# SARMS for cutting



## Lanbro (May 19, 2015)

Currently on 500 Test E a week and 50mg Proviron every day. 

Looking to add a SARM to help cut and either preserve or build lean mass. I don't want to take anything that will make me hold water. I'm currently leaning out nicely.

46 yrs old
5'9
200
9% BF

Trying to get down to 6-7% for the summer. 

Thanks


----------



## Lanbro (May 25, 2015)

Ok gentlemen. I did a little research and took advantage of the sale.
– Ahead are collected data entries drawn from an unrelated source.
PR #146, opened 2022-02-21
Helper and Inheritance Deprecations

gsteel:
|    Q          |   A
|-------------- | ------
| BC Break      | no
| New Feature   | yes
| QA            | yes

### Description

- Json Helper: Deprecate inheritance tree, deprecate `setResponse()` so it's effectively just `json_encode()` _(Eventually)_ - The response really shouldn't be modified in the view should it?
- HtmlAttributes Helper: Deprecate inheritance tree - it only needs an escaper to do its job
- The HTML List helper - also only needs access to an escaper
- <del>The Gravatar helper is deprecated completely with all its setters and getters. An alternative implementation is provided that simply returns an  tag based on its arguments</del> Moved to #147
- The view model helper doesn't need its current inheritance tree
- The layout helper only needs access to the view model helper so it is changed to pave the way for factory based constructor injection of the dependent helper

There's no need IMO to have this block a 2.20 release

### DIFF
--- a/psalm-baseline.xml
+++ b/psalm-baseline.xml
@@ -19,7 +19,7 @@
     </MixedMethodCall>
   </file>
   <file src="src/Helper/AbstractHtmlElement.php">
-    <MissingConstructor occurrences="13">
+    <MissingConstructor occurrences="12">
       <code>$closingBracket</code>
       <code>$closingBracket</code>
       <code>$closingBracket</code>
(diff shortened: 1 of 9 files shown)


Ocramius:
Let's split this up: gravatar added in smells a bit 😁

Ocramius (approved):
LGTM, thanks @gsteel!

Few notes of things that may be improved in future:

 * when checking against `Foo|null`, instead of `! $foo`, `$foo === null` is a better approach, as it will be picked up by static analysis, if the type changes
 * when casting `object` to `string`, use `$object->__toString()` rather than `(string) $object`, which avoids having regressions when `$object` (by accident) is no longer an `object`

PR #148, opened 2022-02-22
Refactor identity helper

gsteel:
### Description

The identity helper imports laminas auth which makes it an undeclared runtime dependency.

Because only this helper (and its factory) uses the laminas auth package, the helper has been altered to check for the methods `hasIdentity` and `getIdentity`.

Submitting the pull without test alterations in the first commit so that CI can pass before the tests are changed


Xerkus:
Laminas Authentication is a soft dependency. Interface does not have to be declared to be used for checks as in the existing code. No autoload attempt is happening when instanceof check is used.

Removing interface reduces type safety for no gain.

src/Helper/Identity.php
```diff
@@ -4,57 +4,70 @@
...
-use Laminas\View\Exception;
+use function method_exists;
 
 /**
  * View helper plugin to fetch the authenticated identity.
  */
 class Identity extends AbstractHelper
 {
-    /**
-     * AuthenticationService instance
```
Ocramius, line 16: IMO to be reverted: this code does not initialize an `AuthenticationSetvice`, but accepts an already existing one.

A type level declaration is preferable to going back to `object`, even if it leads to a soft dependency.

Stubbing it out could suffice, but the removal of it from `composer.json` potentially leads to conflicts with new major releases of the authentication component. Perhaps replacing `require` with `conflict` would suffice here.

Ocramius (changes requested):

gsteel:
@Xerkus and @Ocramius - Reverted the duck typing so it's just a general clean up and deprecation of runtime get/set of the auth service.

src/Helper/Service/IdentityFactory.php
```diff
@@ -41,23 +38,30 @@ public function createService(ServiceLocatorInterface $serviceLocator, $rName =
...
-     */
-    private function discoverAuthenticationService(ContainerInterface $container)
+    private function discoverAuthenticationService(ContainerInterface $container): ?AuthenticationServiceInterface
     {
-        if ($container->has(AuthenticationService::class)) {
-            return $container->get(AuthenticationService::class);
-        }
+        // phpcs:disable WebimpressCodingStandard.Formatting.StringClassReference
+        $search = [
+            AuthenticationService::class,
```
Ocramius, line 45: IMO start from the `*Interface`, then fallback to concrete classes :thinking:

Ocramius: Hmm, I see this was the previous behavior (checking concrete implementation first) - nvm :|

Ocramius (approved):
LGTM :+1:

Ocramius:
Thanks @gsteel!

gsteel:
Thanks too to you @Ocramius for your help and reviews of all this stuff 😃

PR #153, opened 2022-03-23
Fix #7 - placeholder view helper return value should be given also with `null` input

### LINKED ISSUE #7: Fix Placeholder view helper return value
This PR aims to fix the bug, outlined in the following issue: https://github.com/zendframework/zend-view/issues/16

The changes will allow `$this` as a return value of the view helper, when no name is passed as an argument, thus providing access to the methods inside the view helper. For this reason, more tests have been added to `ZendTest\View\Helper\PlaceholderTest`.

---

Originally posted by @thexpand at https://github.com/zendframework/zend-view/pull/162

### LINKED ISSUE #32: Placeholder View Helper "containerExists" makes no sense
At the moment the public function containerExists does not have any change to work:

because __invoke checks if a name is set it is impossible to call placeholder()
So to check if a placeholder name exists you have to all call 
placeholder('foobar')->containerExists('foobar')

but then the container is created in __invoke and containerExists returns in every case true.

And because placeholder('dummy') returns a container containerExists is never reachable and usable.

---

Originally posted by @bernhard-efler at https://github.com/zendframework/zend-view/issues/16

gsteel:
Rebase/Re-Create #49 

Fixes #7 
Fixes #32 
Closes #49

### DIFF
--- a/src/Helper/Placeholder.php
+++ b/src/Helper/Placeholder.php
@@ -37,7 +37,10 @@ class Placeholder extends AbstractHelper
      *
      * @param  string $name
      * @throws InvalidArgumentException
-     * @return AbstractContainer
+     * @return AbstractContainer|self
+     * @psalm-template T of string|null
+     * @psalm-param T $name
+     * @psalm-return (T is null ? self : AbstractContainer)
      */
     public function __invoke($name = null)
     {
--- a/src/Helper/Placeholder.php
+++ b/src/Helper/Placeholder.php
@@ -42,9 +42,7 @@ class Placeholder extends AbstractHelper
     public function __invoke($name = null)
     {
         if ($name === null) {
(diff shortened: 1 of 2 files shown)


src/Helper/Placeholder.php
```diff
@@ -37,14 +37,15 @@ class Placeholder extends AbstractHelper
      *
      * @param  string $name
      * @throws InvalidArgumentException
-     * @return AbstractContainer
+     * @return AbstractContainer|self
+     * @psalm-template T of string|null
+     * @psalm-param T $name
+     * @psalm-return (T is null ? self : AbstractContainer)
```
Ocramius, line 43: Nice! :)

Ocramius (approved):
LGTM 👍

PR #155, opened 2022-03-23
Resolve deprecations in Identity view helper

gsteel:
|    Q          |   A
|-------------- | ------
| BC Break      | yes
| QA            | yes

### Description

Removes deprecated methods and inheritance in the Identity helper, marking it final.
Removes factory interface inheritance and swaps service manager for container interface
Fixes factory tests to test helper behaviour instead of calling removed service getter.


Ocramius (approved):
Thanks @gsteel!

PR #147, opened 2022-02-22
Deprecates and replaces the Gravatar helper with a simplified version…

gsteel:
|    Q          |   A
|-------------- | ------
| Documentation | yes/no
| Bugfix        | yes/no
| BC Break      | yes/no
| New Feature   | yes/no
| RFC           | yes/no
| QA            | yes/no

### Description

The current Gravatar view helper has a tonne of setters and getters, dodgy inheritance and checks out superglobals to figure out if the current http request is secure or not.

This what I bought. 

SARMs S4 25MG/ML - 30ML	ss4-6000	2	
GW501516 10MG/ML - 30ML	gw8000	2	
MK-2866 30MG/ML - 30ML	osta7000	2
Pramipexole 2MG/ML - 30ML	pram15000	1	
Tadalafil Citrate 25MG/ML x 30ML	tada13000	1	
Noopept 20MG/ML x 30ML	noo18000	1	
Clenbuterol 200MCG/ML - 30ML	ai2000	1



Any help on the dosing and timing of S4, GW and MK would be greatly appreciated.


----------



## HimRoid (Jun 4, 2015)

Lanbro said:


> Ok gentlemen. I did a little research and took advantage of the sale. This what I bought.
> 
> SARMs S4 25MG/ML - 30ML	ss4-6000	2
> GW501516 10MG/ML - 30ML	gw8000	2
> ...


S-4 is similar in effect to anavar. It has a 4 hour half life. I would take 10mg 4 times a day. Higher doses tend to cause poor night vision and a yellow tint to vision. It's only temporary and vision returns to normal after discontinuing S-4 for a week.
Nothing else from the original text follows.